Listed entries:

--------------------------------

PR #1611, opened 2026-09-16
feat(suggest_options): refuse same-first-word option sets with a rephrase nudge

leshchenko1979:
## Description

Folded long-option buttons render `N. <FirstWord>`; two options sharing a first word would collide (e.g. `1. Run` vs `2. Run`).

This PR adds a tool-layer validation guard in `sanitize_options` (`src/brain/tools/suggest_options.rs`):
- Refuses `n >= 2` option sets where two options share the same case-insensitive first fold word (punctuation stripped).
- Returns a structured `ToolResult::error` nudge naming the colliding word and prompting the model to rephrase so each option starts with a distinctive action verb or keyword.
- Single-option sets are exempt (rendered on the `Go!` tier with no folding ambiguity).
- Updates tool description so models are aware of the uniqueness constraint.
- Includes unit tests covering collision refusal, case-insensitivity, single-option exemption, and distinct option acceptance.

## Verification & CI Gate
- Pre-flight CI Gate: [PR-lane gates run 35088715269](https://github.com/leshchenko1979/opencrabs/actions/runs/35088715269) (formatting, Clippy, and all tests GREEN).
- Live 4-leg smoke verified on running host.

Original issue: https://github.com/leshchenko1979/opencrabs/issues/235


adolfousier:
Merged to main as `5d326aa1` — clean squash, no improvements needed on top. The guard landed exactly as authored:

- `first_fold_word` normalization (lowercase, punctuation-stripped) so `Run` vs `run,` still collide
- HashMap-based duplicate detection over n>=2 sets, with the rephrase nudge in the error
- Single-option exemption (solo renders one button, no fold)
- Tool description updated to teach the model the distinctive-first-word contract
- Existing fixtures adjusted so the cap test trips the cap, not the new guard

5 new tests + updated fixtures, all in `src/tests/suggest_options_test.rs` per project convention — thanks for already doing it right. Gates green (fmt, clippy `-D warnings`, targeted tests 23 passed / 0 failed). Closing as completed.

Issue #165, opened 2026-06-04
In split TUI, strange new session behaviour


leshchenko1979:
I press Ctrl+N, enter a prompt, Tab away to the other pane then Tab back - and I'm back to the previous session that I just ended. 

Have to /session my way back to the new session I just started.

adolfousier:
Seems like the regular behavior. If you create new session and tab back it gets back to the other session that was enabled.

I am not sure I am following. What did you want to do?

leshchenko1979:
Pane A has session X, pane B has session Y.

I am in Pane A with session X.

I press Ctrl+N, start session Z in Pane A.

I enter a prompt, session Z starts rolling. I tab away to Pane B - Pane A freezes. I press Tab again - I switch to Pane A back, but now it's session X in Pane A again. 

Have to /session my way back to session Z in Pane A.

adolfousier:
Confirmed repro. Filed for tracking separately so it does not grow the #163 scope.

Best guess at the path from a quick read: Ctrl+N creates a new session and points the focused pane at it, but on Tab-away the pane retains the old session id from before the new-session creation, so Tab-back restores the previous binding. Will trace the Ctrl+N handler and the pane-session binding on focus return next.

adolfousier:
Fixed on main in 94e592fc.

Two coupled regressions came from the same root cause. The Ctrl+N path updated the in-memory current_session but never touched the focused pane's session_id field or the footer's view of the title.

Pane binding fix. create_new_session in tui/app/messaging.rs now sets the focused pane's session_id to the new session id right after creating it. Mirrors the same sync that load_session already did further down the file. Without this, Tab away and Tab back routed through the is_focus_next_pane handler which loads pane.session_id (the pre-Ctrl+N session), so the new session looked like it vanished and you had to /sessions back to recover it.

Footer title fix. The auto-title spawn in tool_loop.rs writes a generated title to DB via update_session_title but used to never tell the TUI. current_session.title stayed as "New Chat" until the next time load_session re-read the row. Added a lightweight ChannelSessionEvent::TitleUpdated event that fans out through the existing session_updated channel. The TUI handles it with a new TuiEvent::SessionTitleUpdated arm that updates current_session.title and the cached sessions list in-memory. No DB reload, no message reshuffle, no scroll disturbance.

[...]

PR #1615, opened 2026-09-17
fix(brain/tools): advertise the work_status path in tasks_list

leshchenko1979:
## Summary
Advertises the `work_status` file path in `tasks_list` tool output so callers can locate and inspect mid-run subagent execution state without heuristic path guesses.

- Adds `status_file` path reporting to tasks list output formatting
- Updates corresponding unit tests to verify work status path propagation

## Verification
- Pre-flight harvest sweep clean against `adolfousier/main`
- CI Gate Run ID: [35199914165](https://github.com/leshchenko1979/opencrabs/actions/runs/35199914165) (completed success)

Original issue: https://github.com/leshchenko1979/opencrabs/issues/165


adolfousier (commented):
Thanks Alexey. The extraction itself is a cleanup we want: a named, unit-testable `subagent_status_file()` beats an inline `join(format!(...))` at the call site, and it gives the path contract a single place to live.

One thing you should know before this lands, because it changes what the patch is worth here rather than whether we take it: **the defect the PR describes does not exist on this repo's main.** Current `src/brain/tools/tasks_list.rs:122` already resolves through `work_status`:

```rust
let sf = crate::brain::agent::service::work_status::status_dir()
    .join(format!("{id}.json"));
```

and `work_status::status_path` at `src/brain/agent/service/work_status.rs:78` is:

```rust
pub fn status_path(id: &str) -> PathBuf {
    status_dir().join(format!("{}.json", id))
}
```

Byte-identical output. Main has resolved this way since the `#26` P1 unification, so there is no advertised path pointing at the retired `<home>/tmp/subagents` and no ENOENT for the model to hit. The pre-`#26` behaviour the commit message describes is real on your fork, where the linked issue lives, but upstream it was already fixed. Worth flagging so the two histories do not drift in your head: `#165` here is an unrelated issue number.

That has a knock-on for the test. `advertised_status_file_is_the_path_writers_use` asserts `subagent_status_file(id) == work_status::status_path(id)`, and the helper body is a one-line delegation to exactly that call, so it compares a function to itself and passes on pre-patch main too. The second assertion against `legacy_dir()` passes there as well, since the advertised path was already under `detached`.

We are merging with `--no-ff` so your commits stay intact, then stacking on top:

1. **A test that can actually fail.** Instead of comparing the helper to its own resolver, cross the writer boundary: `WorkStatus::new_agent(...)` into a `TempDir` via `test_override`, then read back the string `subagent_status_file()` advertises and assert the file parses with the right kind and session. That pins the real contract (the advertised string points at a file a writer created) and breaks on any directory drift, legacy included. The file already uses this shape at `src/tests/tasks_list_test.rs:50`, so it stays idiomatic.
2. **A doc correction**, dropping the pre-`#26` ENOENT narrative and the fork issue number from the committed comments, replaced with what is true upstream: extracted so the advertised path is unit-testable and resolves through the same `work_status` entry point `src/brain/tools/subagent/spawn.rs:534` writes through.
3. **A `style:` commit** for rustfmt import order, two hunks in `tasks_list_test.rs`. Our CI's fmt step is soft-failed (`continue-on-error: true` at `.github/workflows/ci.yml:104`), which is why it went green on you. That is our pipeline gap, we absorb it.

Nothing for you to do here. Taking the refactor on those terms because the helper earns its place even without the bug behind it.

--------------------------------

Your task is to retype the records precisely as they stand.

Task result:
PR #1611, opened 2026-09-16
feat(suggest_options): refuse same-first-word option sets with a rephrase nudge

leshchenko1979:
## Description

Folded long-option buttons render `N. <FirstWord>`; two options sharing a first word would collide (e.g. `1. Run` vs `2. Run`).

This PR adds a tool-layer validation guard in `sanitize_options` (`src/brain/tools/suggest_options.rs`):
- Refuses `n >= 2` option sets where two options share the same case-insensitive first fold word (punctuation stripped).
- Returns a structured `ToolResult::error` nudge naming the colliding word and prompting the model to rephrase so each option starts with a distinctive action verb or keyword.
- Single-option sets are exempt (rendered on the `Go!` tier with no folding ambiguity).
- Updates tool description so models are aware of the uniqueness constraint.
- Includes unit tests covering collision refusal, case-insensitivity, single-option exemption, and distinct option acceptance.

## Verification & CI Gate
- Pre-flight CI Gate: [PR-lane gates run 35088715269](https://github.com/leshchenko1979/opencrabs/actions/runs/35088715269) (formatting, Clippy, and all tests GREEN).
- Live 4-leg smoke verified on running host.

Original issue: https://github.com/leshchenko1979/opencrabs/issues/235


adolfousier:
Merged to main as `5d326aa1` — clean squash, no improvements needed on top. The guard landed exactly as authored:

- `first_fold_word` normalization (lowercase, punctuation-stripped) so `Run` vs `run,` still collide
- HashMap-based duplicate detection over n>=2 sets, with the rephrase nudge in the error
- Single-option exemption (solo renders one button, no fold)
- Tool description updated to teach the model the distinctive-first-word contract
- Existing fixtures adjusted so the cap test trips the cap, not the new guard

5 new tests + updated fixtures, all in `src/tests/suggest_options_test.rs` per project convention — thanks for already doing it right. Gates green (fmt, clippy `-D warnings`, targeted tests 23 passed / 0 failed). Closing as completed.

Issue #165, opened 2026-06-04
In split TUI, strange new session behaviour


leshchenko1979:
I press Ctrl+N, enter a prompt, Tab away to the other pane then Tab back - and I'm back to the previous session that I just ended. 

Have to /session my way back to the new session I just started.

adolfousier:
Seems like the regular behavior. If you create new session and tab back it gets back to the other session that was enabled.

I am not sure I am following. What did you want to do?

leshchenko1979:
Pane A has session X, pane B has session Y.

I am in Pane A with session X.

I press Ctrl+N, start session Z in Pane A.

I enter a prompt, session Z starts rolling. I tab away to Pane B - Pane A freezes. I press Tab again - I switch to Pane A back, but now it's session X in Pane A again. 

Have to /session my way back to session Z in Pane A.

adolfousier:
Confirmed repro. Filed for tracking separately so it does not grow the #163 scope.

Best guess at the path from a quick read: Ctrl+N creates a new session and points the focused pane at it, but on Tab-away the pane retains the old session id from before the new-session creation, so Tab-back restores the previous binding. Will trace the Ctrl+N handler and the pane-session binding on focus return next.

adolfousier:
Fixed on main in 94e592fc.

Two coupled regressions came from the same root cause. The Ctrl+N path updated the in-memory current_session but never touched the focused pane's session_id field or the footer's view of the title.

Pane binding fix. create_new_session in tui/app/messaging.rs now sets the focused pane's session_id to the new session id right after creating it. Mirrors the same sync that load_session already did further down the file. Without this, Tab away and Tab back routed through the is_focus_next_pane handler which loads pane.session_id (the pre-Ctrl+N session), so the new session looked like it vanished and you had to /sessions back to recover it.

Footer title fix. The auto-title spawn in tool_loop.rs writes a generated title to DB via update_session_title but used to never tell the TUI. current_session.title stayed as "New Chat" until the next time load_session re-read the row. Added a lightweight ChannelSessionEvent::TitleUpdated event that fans out through the existing session_updated channel. The TUI handles it with a new TuiEvent::SessionTitleUpdated arm that updates current_session.title and the cached sessions list in-memory. No DB reload, no message reshuffle, no scroll disturbance.

[...]

PR #1615, opened 2026-09-17
fix(brain/tools): advertise the work_status path in tasks_list

leshchenko1979:
## Summary
Advertises the `work_status` file path in `tasks_list` tool output so callers can locate and inspect mid-run subagent execution state without heuristic path guesses.

- Adds `status_file` path reporting to tasks list output formatting
- Updates corresponding unit tests to verify work status path propagation

## Verification
- Pre-flight harvest sweep clean against `adolfousier/main`
- CI Gate Run ID: [35199914165](https://github.com/leshchenko1979/opencrabs/actions/runs/35199914165) (completed success)

Original issue: https://github.com/leshchenko1979/opencrabs/issues/165


adolfousier (commented):
Thanks Alexey. The extraction itself is a cleanup we want: a named, unit-testable `subagent_status_file()` beats an inline `join(format!(...))` at the call site, and it gives the path contract a single place to live.

One thing you should know before this lands, because it changes what the patch is worth here rather than whether we take it: **the defect the PR describes does not exist on this repo's main.** Current `src/brain/tools/tasks_list.rs:122` already resolves through `work_status`:

```rust
let sf = crate::brain::agent::service::work_status::status_dir()
    .join(format!("{id}.json"));
```

and `work_status::status_path` at `src/brain/agent/service/work_status.rs:78` is:

```rust
pub fn status_path(id: &str) -> PathBuf {
    status_dir().join(format!("{}.json", id))
}
```

Byte-identical output. Main has resolved this way since the `#26` P1 unification, so there is no advertised path pointing at the retired `<home>/tmp/subagents` and no ENOENT for the model to hit. The pre-`#26` behaviour the commit message describes is real on your fork, where the linked issue lives, but upstream it was already fixed. Worth flagging so the two histories do not drift in your head: `#165` here is an unrelated issue number.

That has a knock-on for the test. `advertised_status_file_is_the_path_writers_use` asserts `subagent_status_file(id) == work_status::status_path(id)`, and the helper body is a one-line delegation to exactly that call, so it compares a function to itself and passes on pre-patch main too. The second assertion against `legacy_dir()` passes there as well, since the advertised path was already under `detached`.

We are merging with `--no-ff` so your commits stay intact, then stacking on top:

1. **A test that can actually fail.** Instead of comparing the helper to its own resolver, cross the writer boundary: `WorkStatus::new_agent(...)` into a `TempDir` via `test_override`, then read back the string `subagent_status_file()` advertises and assert the file parses with the right kind and session. That pins the real contract (the advertised string points at a file a writer created) and breaks on any directory drift, legacy included. The file already uses this shape at `src/tests/tasks_list_test.rs:50`, so it stays idiomatic.
2. **A doc correction**, dropping the pre-`#26` ENOENT narrative and the fork issue number from the committed comments, replaced with what is true upstream: extracted so the advertised path is unit-testable and resolves through the same `work_status` entry point `src/brain/tools/subagent/spawn.rs:534` writes through.
3. **A `style:` commit** for rustfmt import order, two hunks in `tasks_list_test.rs`. Our CI's fmt step is soft-failed (`continue-on-error: true` at `.github/workflows/ci.yml:104`), which is why it went green on you. That is our pipeline gap, we absorb it.

Nothing for you to do here. Taking the refactor on those terms because the helper earns its place even without the bug behind it.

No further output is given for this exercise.